BEGIN

PR #497, opened 2022-12-13
AB#84312: Analytics controller

AndyRae:
## Overview

Ports the analytics section ADAC to the admin area.

## Notes

Removes the existing API controller in submissions, as it's no longer necessary.


src/Submissions/Api/Areas/Admin/Models/Analytics/DirectoryAnalyticReport.cs
```diff
@@ -0,0 +1,101 @@
...
+        public SearchCharacteristic SearchCharacteristics { get; set; }
+        public EventStat EventStats { get; set; }
+        public ProfilePageStat ProfilePageStats { get; set; }
+
+        public bool IsNullOrEmpty() =>
+            (SessionStats?.IsEmpty() != false) &&
+            (SessionSearchStats?.IsEmpty() != false) &&
+            (SearchCharacteristics?.IsEmpty() != false) &&
+            (EventStats?.IsEmpty() != false) &&
+            (ProfilePageStats?.IsEmpty() != false);
```
dcl10, line 26: I thought the `?` was for nullable variables and none of these appear to be nullable. Also if they can be null you probably want to handle it better than the `?` operator. E.g.
```csharp
SessionStats.HasValue() && !SessionStats.IsEmpty()
```

You would also need to change the declaration above to:
```csharp
public SessionStat? SessionStats ... // and so on...
```

src/Submissions/Api/Areas/Admin/Models/Analytics/DirectoryAnalyticReport.cs
```diff
@@ -0,0 +1,101 @@
...
+        public List<string> AvgNewSessionLabels { get; set; }
+        public List<double> AvgNewSessionCount { get; set; }
+        public List<string> AvgSessionDurationLabels { get; set; }
+        public IList<double> AvgSessionDurationCount { get; set; }
+
+        public bool IsEmpty() => (
+            SessionNumberCount?.Count() +
+            AvgBounceRateCount?.Count() +
+            AvgNewSessionCount?.Count() +
+            AvgSessionDurationCount?.Count())
```
dcl10, line 44: Again here, as above. The `?` is a bit unsafe. They're all lists though and you're checking the counts. So you could keep them us un-nullable, and do this perhaps:
```csharp
public List<string> SessionNumberLabels { get; set; } = new()
// and so on...
```
This would give you some empty lists that, if unfilled, would make your `IsEmpty()` be `false`

src/Submissions/Api/Areas/Admin/Models/Analytics/DirectoryAnalyticReport.cs
```diff
@@ -0,0 +1,101 @@
...
+        public IList<int> SearchTypeCount { get; set; }
+        public IList<string> SearchTermLabels { get; set; }
+        public IList<int> SearchTermCount { get; set; }
+        public IList<string> SearchFilterLabels { get; set; }
+        public IList<int> SearchFilterCount { get; set; }
+
+        public bool IsEmpty() => (
+            SearchTypeCount?.Count() +
+            SearchTermCount?.Count() +
+            SearchFilterCount?.Count())
```
dcl10, line 60: Same as above

src/Submissions/Api/Areas/Admin/Models/Analytics/DirectoryAnalyticReport.cs
```diff
@@ -0,0 +1,101 @@
...
+        public IList<int> ContactNumberCount { get; set; }
+        public IList<string> FilteredContactLabels { get; set; }
+        public IList<int> FilteredContactCount { get; set; }
+        public IList<string> FilteredMailToLabels { get; set; }
+        public IList<int> FilteredMailToCount { get; set; }
+
+        public bool IsEmpty() => (
+            ContactNumberCount?.Count() +
+            FilteredContactCount?.Count() +
+            FilteredMailToCount?.Count())
```
dcl10, line 76: Same as above

src/Submissions/Api/Areas/Admin/Models/Analytics/DirectoryAnalyticReport.cs
```diff
@@ -0,0 +1,101 @@
...
+
+    public class ProfilePageStat
+    {
+        public IList<SourceCount> ProfileSources { get; set; }
+        public IList<string> PageRouteLabels { get; set; }
+        public IList<int> RouteCount { get; set; }
+
+        public bool IsEmpty() => (
+                ProfileSources?.Count() == 0 ||
+                (ProfileSources?.Count() == 1 &&
```
dcl10, line 88: same as above

dcl10 (changes requested):

MoizIqbal97 (approved):

PR #505, opened 2023-01-11
AB#85178: Profile controller for network area

MoizIqbal97:
Ports over profile section from the network controller
Ports over models and views
Removing and commenting out session related code


src/Submissions/Api/Extensions/HttpPostedFilebaseExtensions.cs
```diff
@@ -0,0 +1,43 @@
+using Microsoft.AspNetCore.Http;
+using System;
+using System.IO;
+using System.Linq;
+
+namespace Biobanks.Submissions.Api.Extensions;
+
+public static class HttpPostedFilebaseExtensions
```
AndyRae, line 8: Should rename this class / file - as we're now extending `IFormFile` and not `HttpPostedFilebase`

AndyRae (changes requested):

blargly (approved):

AndyRae (approved):

PR #504, opened 2023-01-11
AB#76211: Register controller

AndyRae:
## Overview

Ports the `RegisterController` from directory to core. 

Includes:
- Migrates the `VerifyRecaptchaAttribute` filter in directory to a new `RecaptchaService`. This isn't specific to registration, and can be reused on other forms.

PR #506, opened 2023-01-12
AB#85109: Profile Controller Update

MoizIqbal97:
Program.cs dependency injection update


beforan (changes requested):

src/Submissions/Api/Program.cs
```diff
@@ -203,13 +205,15 @@
     .AddTransient<ICollectionService, CollectionService>()
     .AddTransient<IConfigService, ConfigService>()
     .AddTransient<IContentPageService, ContentPageService>()
+    .AddTransient<IEmailService,EmailService>()
```
AndyRae, line 208: This is actually already registered, done in an extension method - `Submissions/Api/Extensions/ServiceCollectionExtensions.cs`
I literally updated it in the last PR #504, so if it wasn't registering properly it now should.

It's done in this extension method as it's ported from Simun / Sarg

AndyRae (changes requested):

beforan (approved):

AndyRae (approved):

END

▶ What you need to do: What is the number of lines in the listing that include "nullable"? Answer with that number only.

▶ Response to this exercise: 2